A Real-World Perspective on Real Estate 

Erin Degnan Escobedo poses for a portrait

Associate Professor of Practice Erin Degnan Escobedo, the George E. Slye ’53 Term Chair in Real Estate Management, has used her expertise as a real estate attorney and licensed broker to create new learning opportunities for Babson students.  

A practicing attorney since 2004, Escobedo began her career in Florida, where she held a series of roles representing developers, lenders, and home builders. This period gave her a front-row seat to both the real estate boom and the 2007 collapse of the housing market. “When the real estate tides began turning, Florida was among the first,” Escobedo says.  

BABSON MAGAZINE: Read the complete Spring 2024 issue.

In time, she began teaching law and business students at the college level and joined the Finance Division at Babson in 2017, charged with expanding the real estate course offerings. She and Associate Professor of Practice Paul Griesmer began by talking with real estate professionals, including Babson graduates, about the knowledge students need to succeed in the field. Since then, Escobedo has created and launched four new courses and completely redesigned a fifth. Two new real estate transactions courses are modeled on a course she took as a law student at Georgetown, taught by two working real estate attorneys who inspired Escobedo to enter the field.

As both an attorney and licensed broker, Escobedo aims “to infuse the real estate curriculum with a real-world perspective, a practitioner approach.” In addition to sharing her experiences and published case studies, she also invites real estate professionals, including many Babson graduates, such as Babson Trustee Amanda Strong ’87, to speak to her classes. “Babson alumni who work in real estate have been really instrumental to our success and growth as a program,” Escobedo says.

For example, guest lecturers in the real estate transactions courses regularly discuss their current projects, sharing financial statements and details about investment returns, allowing students to experience and learn from real-world scenarios.  

“It’s really this eye-opening experience for students,” she says. “I hope to inspire the next set of people to say, ‘I’d love to go into real estate.’ ” Even if they do not choose that path, courses such as the residential real estate class prepare students to make savvy decisions when they purchase their own homes, she adds.

The curriculum continues to grow; Escobedo is currently developing a real estate capstone course built around hands-on learning opportunities such as internships. Her ultimate goal is to establish a real estate institute on campus, which she says would strategically align well with Babson’s existing centers and institutes.   

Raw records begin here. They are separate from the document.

PR #351, opened 2023-10-15
Refactor TrafficSource packages

gregschohn:
### Description
Move all traffic source related classes into their own package.

Return TrafficStreamWithKey objects from the Traffic sources so that callers can circle back at some point in the future with a reference that can be used to decrement a refcount, advance a commit, etc.

I've begun to implement a facility within BlockingTrafficSource to restrict the total number of outstanding requests that can be outstanding at any point in time.  I hadn't written tests or completed this feature as I got distracted by other pre-reqs needed for that feature.  

**_I later realized that just about everything that I was doing in BlockingTrafficSource (& doneProcessing) wasn't the best way to limit requests._**  See https://github.com/opensearch-project/opensearch-migrations/pull/353 for how this eventually got implemented.

* Category: Refactoring
* Why these changes are required? To make the replayer more reliable and resistant to memory spikes.
* What is the old behavior before changes and new behavior after changes? Not much of a difference yet, probably more bugs (see subsequent commits)

### Issues Resolved
None - but part of https://opensearch.atlassian.net/browse/MIGRATIONS-1392 and https://opensearch.atlassian.net/browse/MIGRATIONS-1352

### Testing
Not enough for this one.

### Check List


TrafficCapture/trafficReplayer/src/main/java/org/opensearch/migrations/replay/datatypes/UniqueRequestKey.java
```diff
@@ -2,13 +2,17 @@
 
 import lombok.AllArgsConstructor;
 
-@AllArgsConstructor
 public class UniqueRequestKey {
-    public final String connectionId;
+    public final TrafficStreamKey trafficStreamKey;
     public final int requestIndex;
```
lewijacn, line 7: nit: I will be continually having to remind myself what a `requestIndex` and a `trafficStreamIndex` for TrafficStreamKey are in the context of the Replayer, would love a couple short comments

TrafficCapture/trafficReplayer/src/main/java/org/opensearch/migrations/replay/kafka/KafkaProtobufConsumer.java
```diff
@@ -127,18 +131,21 @@ public List<TrafficStream> readNextTrafficStreamSynchronously() {
...
+            return trafficStream.collect(Collectors.<ITrafficStreamWithKey>toList());
         } catch (Exception e) {
             log.error("Terminating Kafka traffic stream");
             throw e;
         }
     }
 
+    @Override
+    public void commitTrafficStream(TrafficStreamKey trafficStreamKey) {
+        kafkaConsumer.commitSync(Map.of());
```
lewijacn, line 143: Since we are using an empty Map does that mean we are not committing anything here?

TrafficCapture/trafficReplayer/src/main/java/org/opensearch/migrations/replay/TrafficReplayer.java
```diff
@@ -604,15 +618,16 @@ private static SourceTargetCaptureTuple getSourceTargetCaptureTuple(RequestRespo
         }
     }
 
-    public void runReplay(ITrafficCaptureSource trafficChunkStream,
-                          CapturedTrafficToHttpTransactionAccumulator trafficToHttpTransactionAccumulator) {
+    public void pullReplayFromSourceToAccumulator(
```
lewijacn, line 621: nit: Stopped me a bit to understand what it meant to `pullReplay` would prefer `pullRecords` but don't know if that is much better

lewijacn (commented):
One comment around the Kafka piece was concerning other than that looks good

TrafficCapture/trafficReplayer/src/main/java/org/opensearch/migrations/replay/datatypes/UniqueRequestKey.java
gregschohn: In subsequent edits, these become 
```
    public final TrafficStreamKeyWithRequestOffset trafficStreamKeyAndOffset;
    public final int replayerRequestIndex;
```

Does replayerRequestId help more?  I'll think about what more I can add too.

Students are enthusiastic about these new offerings. This spring, Escobedo is teaching approximately 160 students in four real estate classes, and almost all of the real estate courses had a waiting list. She points to a “robust” and engaged network of alumni in real estate and active student real estate clubs, “which have really exploded and reinvigorated.” Escobedo says, “There’s a momentum happening right now.”